Stored entries:

+---+

PR #4383, opened 2025-09-19
SWHS: Remove a duplicate, unused CI capturing SWHS.

balacij:
Contributes to #4363 

This one is fairly simple. This is just duplicate code I'm removing.

### DIFF
--- a/code/drasil-example/swhs/lib/Drasil/SWHS/Concepts.hs
+++ b/code/drasil-example/swhs/lib/Drasil/SWHS/Concepts.hs
@@ -68,14 +68,3 @@ tankPCM = dcc "tankPCM" (nounPhrase''
   (phrase sWHT +:+ S "incorporating" +:+ short phsChgMtrl)
   CapFirst CapWords)
   "solar water heating tank incorporating phase change material"
-
-swhsPCM :: CI
--- Nounphrase'' hack to get nounPhraseSP words to accept
--- nounPhrases instead of strings
--- Another capitalization hack.
-swhsPCM = commonIdea "swhsPCM" (nounPhrase''
-  (S "solar water heating systems" +:+ S "incorporating" +:+ short phsChgMtrl)
-  (S "solar water heating systems" +:+ S "incorporating" +:+ short phsChgMtrl)
-  CapFirst CapWords)
-  "SWHS"
-  []


code/drasil-example/swhs/lib/Drasil/SWHS/Concepts.hs
```diff
@@ -68,14 +68,3 @@ tankPCM = dcc "tankPCM" (nounPhrase''
...
-swhsPCM :: CI
--- Nounphrase'' hack to get nounPhraseSP words to accept
--- nounPhrases instead of strings
--- Another capitalization hack.
-swhsPCM = commonIdea "swhsPCM" (nounPhrase''
-  (S "solar water heating systems" +:+ S "incorporating" +:+ short phsChgMtrl)
-  (S "solar water heating systems" +:+ S "incorporating" +:+ short phsChgMtrl)
-  CapFirst CapWords)
-  "SWHS"
-  []
```
balacij, line 81: Duplicate of: https://github.com/JacquesCarette/Drasil/blob/9f6dd893f5989f75f620e495398bf2a101ce0156/code/drasil-example/swhs/lib/Drasil/SWHS/MetaConcepts.hs#L11-L20

balacij: Thinking about this again. Is this even necessary as a CI? It's obvious it was captured to avoid duplication of the sentence addition "incorporating PCM", but we still prefer to call SWHS "SWHS," so maybe this shouldn't have been captured as a CI.

Also, if the long-form includes "including phase change material", shouldn't the short-form also include that? e.g., SWHSIPCM?

smiths: I don't remember the use case for CI, so I can't comment on that.  I've used the short forms differently in the manual cases.  I called the one with PCM SWHS and the one without it, SWHS_NoPCM.  I'm not suggesting that we do that; I'm just illustrating that there aren't any fast rules for naming program family members.  For instance, Word on a PC and Word on a Mac are not the same program family member, but we call both of them Word.  Especially when we make minor variations to a program family member, we don't give it a new name.  For instance, we don't rename our case study examples if we turn logging on or off.

SWHS and SWHSIPCM are two related family members.  It is a choice of the designer of the family what to call them.  I don't think there is a universal naming policy we can adopt.  Personally, I think they should both be SWHS.  The name SWHSIPCM is also an ugly name.  :smile:  SWHS is bad enough, but adding the IPCM makes it unusable.

balacij: That example makes sense to me, and completely changed how I was seeing this. I forgot that more than one short-form may exist. I'm just not sure if/how we can reconcile this information with our existing chunk types.

That being said, this PR is still fine because it just removes one copy of this issue. We can figure out how to capture relationship properly later.

> The name SWHSIPCM is also an ugly name. 😄 SWHS is bad enough, but adding the IPCM makes it unusable.

I completely agree.

Now, how should this be dealt with in the table of abbreviations and acronyms? Do we just note that context-based, SWHS can mean either?

balacij: One of the nice things with admitting duplicate abbreviations right now is that #4080 lets us disambiguate them in the HTML easily :)

smiths: Do our abbreviations have to be unique between case studies?  It is a very high bar to never repeat abbreviations.  If we had scoping rules, we could allow abbreviations to be unique within their namespace.  This won't be the only time when this comes up.  For fun, I just looked up the acronym SRS.  The AI overview states:

SRS most commonly stands for Supplemental Restraint System, which is the system in a vehicle that includes airbags and seatbelts, designed to protect occupants during a collision. The term SRS can also refer to other things depending on the context, such as [Speech Recognition Score](https://www.google.com/search?sca_esv=44a7c7d5b1110c32&sxsrf=AE3TifN3D1mbrKNIWiryct_eC4Vy7uM4-A:1758333386156&q=Speech+Recognition+Score&sa=X&ved=2ahUKEwi1vYOnnuaPAxUQ48kDHcFYKg4QxccNegQIfRAB), [Spatial Reference System](https://www.google.com/search?sca_esv=44a7c7d5b1110c32&sxsrf=AE3TifN3D1mbrKNIWiryct_eC4Vy7uM4-A:1758333386156&q=Spatial+Reference+System&sa=X&ved=2ahUKEwi1vYOnnuaPAxUQ48kDHcFYKg4QxccNegQIfRAC), or [Sex Reassignment Surgery](https://www.google.com/search?sca_esv=44a7c7d5b1110c32&sxsrf=AE3TifN3D1mbrKNIWiryct_eC4Vy7uM4-A:1758333386156&q=Sex+Reassignment+Surgery&sa=X&ved=2ahUKEwi1vYOnnuaPAxUQ48kDHcFYKg4QxccNegQIfRAD) (now more commonly called [Gender Confirmation Surgery](https://www.google.com/search?sca_esv=44a7c7d5b1110c32&sxsrf=AE3TifN3D1mbrKNIWiryct_eC4Vy7uM4-A:1758333386156&q=Gender+Confirmation+Surgery&sa=X&ved=2ahUKEwi1vYOnnuaPAxUQ48kDHcFYKg4QxccNegQIfRAE)).It also stands for Supplemental Restraint System.

I don't think we should give a definition that includes information on how the context can be used to determine which definition applies.  If we aren't allowed to have the same acronym mean two different things in two different contexts, then I think we should have two different program names for now.  Maybe SWHS and SWHS+?

balacij: You're right -- abbreviations do not need to be unique, and we should be able to handle them. Across domains, I agree that alternative abbreviations should exist. I guess I never thought that we would ever pull in two domains where that ambiguity could exist, but we can think of "SWHS" (the family) as one and the specific instance "SWHSNoPCM" or "SWHSIPCM" locally with the more generic abbreviation unambiguously.

Should this change anything with #4382, where the title of the project is changed? I think it's really up to our style preference, I still tend towards the new title purely for disambiguating between the two projects by title.

JacquesCarette (approved):
Good discussion - but does not affect the PR directly, since it really is pure duplication.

+---+

Problem statement:
Give the data again, exactly.

Exercise solution:
PR #4383, opened 2025-09-19
SWHS: Remove a duplicate, unused CI capturing SWHS.

balacij:
Contributes to #4363 

This one is fairly simple. This is just duplicate code I'm removing.

### DIFF
--- a/code/drasil-example/swhs/lib/Drasil/SWHS/Concepts.hs
+++ b/code/drasil-example/swhs/lib/Drasil/SWHS/Concepts.hs
@@ -68,14 +68,3 @@ tankPCM = dcc "tankPCM" (nounPhrase''
   (phrase sWHT +:+ S "incorporating" +:+ short phsChgMtrl)
   CapFirst CapWords)
   "solar water heating tank incorporating phase change material"
-
-swhsPCM :: CI
--- Nounphrase'' hack to get nounPhraseSP words to accept
--- nounPhrases instead of strings
--- Another capitalization hack.
-swhsPCM = commonIdea "swhsPCM" (nounPhrase''
-  (S "solar water heating systems" +:+ S "incorporating" +:+ short phsChgMtrl)
-  (S "solar water heating systems" +:+ S "incorporating" +:+ short phsChgMtrl)
-  CapFirst CapWords)
-  "SWHS"
-  []


code/drasil-example/swhs/lib/Drasil/SWHS/Concepts.hs
```diff
@@ -68,14 +68,3 @@ tankPCM = dcc "tankPCM" (nounPhrase''
...
-swhsPCM :: CI
--- Nounphrase'' hack to get nounPhraseSP words to accept
--- nounPhrases instead of strings
--- Another capitalization hack.
-swhsPCM = commonIdea "swhsPCM" (nounPhrase''
-  (S "solar water heating systems" +:+ S "incorporating" +:+ short phsChgMtrl)
-  (S "solar water heating systems" +:+ S "incorporating" +:+ short phsChgMtrl)
-  CapFirst CapWords)
-  "SWHS"
-  []
```
balacij, line 81: Duplicate of: https://github.com/JacquesCarette/Drasil/blob/9f6dd893f5989f75f620e495398bf2a101ce0156/code/drasil-example/swhs/lib/Drasil/SWHS/MetaConcepts.hs#L11-L20

balacij: Thinking about this again. Is this even necessary as a CI? It's obvious it was captured to avoid duplication of the sentence addition "incorporating PCM", but we still prefer to call SWHS "SWHS," so maybe this shouldn't have been captured as a CI.

Also, if the long-form includes "including phase change material", shouldn't the short-form also include that? e.g., SWHSIPCM?

smiths: I don't remember the use case for CI, so I can't comment on that.  I've used the short forms differently in the manual cases.  I called the one with PCM SWHS and the one without it, SWHS_NoPCM.  I'm not suggesting that we do that; I'm just illustrating that there aren't any fast rules for naming program family members.  For instance, Word on a PC and Word on a Mac are not the same program family member, but we call both of them Word.  Especially when we make minor variations to a program family member, we don't give it a new name.  For instance, we don't rename our case study examples if we turn logging on or off.

SWHS and SWHSIPCM are two related family members.  It is a choice of the designer of the family what to call them.  I don't think there is a universal naming policy we can adopt.  Personally, I think they should both be SWHS.  The name SWHSIPCM is also an ugly name.  :smile:  SWHS is bad enough, but adding the IPCM makes it unusable.

balacij: That example makes sense to me, and completely changed how I was seeing this. I forgot that more than one short-form may exist. I'm just not sure if/how we can reconcile this information with our existing chunk types.

That being said, this PR is still fine because it just removes one copy of this issue. We can figure out how to capture relationship properly later.

> The name SWHSIPCM is also an ugly name. 😄 SWHS is bad enough, but adding the IPCM makes it unusable.

I completely agree.

Now, how should this be dealt with in the table of abbreviations and acronyms? Do we just note that context-based, SWHS can mean either?

balacij: One of the nice things with admitting duplicate abbreviations right now is that #4080 lets us disambiguate them in the HTML easily :)

smiths: Do our abbreviations have to be unique between case studies?  It is a very high bar to never repeat abbreviations.  If we had scoping rules, we could allow abbreviations to be unique within their namespace.  This won't be the only time when this comes up.  For fun, I just looked up the acronym SRS.  The AI overview states:

SRS most commonly stands for Supplemental Restraint System, which is the system in a vehicle that includes airbags and seatbelts, designed to protect occupants during a collision. The term SRS can also refer to other things depending on the context, such as [Speech Recognition Score](https://www.google.com/search?sca_esv=44a7c7d5b1110c32&sxsrf=AE3TifN3D1mbrKNIWiryct_eC4Vy7uM4-A:1758333386156&q=Speech+Recognition+Score&sa=X&ved=2ahUKEwi1vYOnnuaPAxUQ48kDHcFYKg4QxccNegQIfRAB), [Spatial Reference System](https://www.google.com/search?sca_esv=44a7c7d5b1110c32&sxsrf=AE3TifN3D1mbrKNIWiryct_eC4Vy7uM4-A:1758333386156&q=Spatial+Reference+System&sa=X&ved=2ahUKEwi1vYOnnuaPAxUQ48kDHcFYKg4QxccNegQIfRAC), or [Sex Reassignment Surgery](https://www.google.com/search?sca_esv=44a7c7d5b1110c32&sxsrf=AE3TifN3D1mbrKNIWiryct_eC4Vy7uM4-A:1758333386156&q=Sex+Reassignment+Surgery&sa=X&ved=2ahUKEwi1vYOnnuaPAxUQ48kDHcFYKg4QxccNegQIfRAD) (now more commonly called [Gender Confirmation Surgery](https://www.google.com/search?sca_esv=44a7c7d5b1110c32&sxsrf=AE3TifN3D1mbrKNIWiryct_eC4Vy7uM4-A:1758333386156&q=Gender+Confirmation+Surgery&sa=X&ved=2ahUKEwi1vYOnnuaPAxUQ48kDHcFYKg4QxccNegQIfRAE)).It also stands for Supplemental Restraint System.

I don't think we should give a definition that includes information on how the context can be used to determine which definition applies.  If we aren't allowed to have the same acronym mean two different things in two different contexts, then I think we should have two different program names for now.  Maybe SWHS and SWHS+?

balacij: You're right -- abbreviations do not need to be unique, and we should be able to handle them. Across domains, I agree that alternative abbreviations should exist. I guess I never thought that we would ever pull in two domains where that ambiguity could exist, but we can think of "SWHS" (the family) as one and the specific instance "SWHSNoPCM" or "SWHSIPCM" locally with the more generic abbreviation unambiguously.

Should this change anything with #4382, where the title of the project is changed? I think it's really up to our style preference, I still tend towards the new title purely for disambiguating between the two projects by title.

JacquesCarette (approved):
Good discussion - but does not affect the PR directly, since it really is pure duplication.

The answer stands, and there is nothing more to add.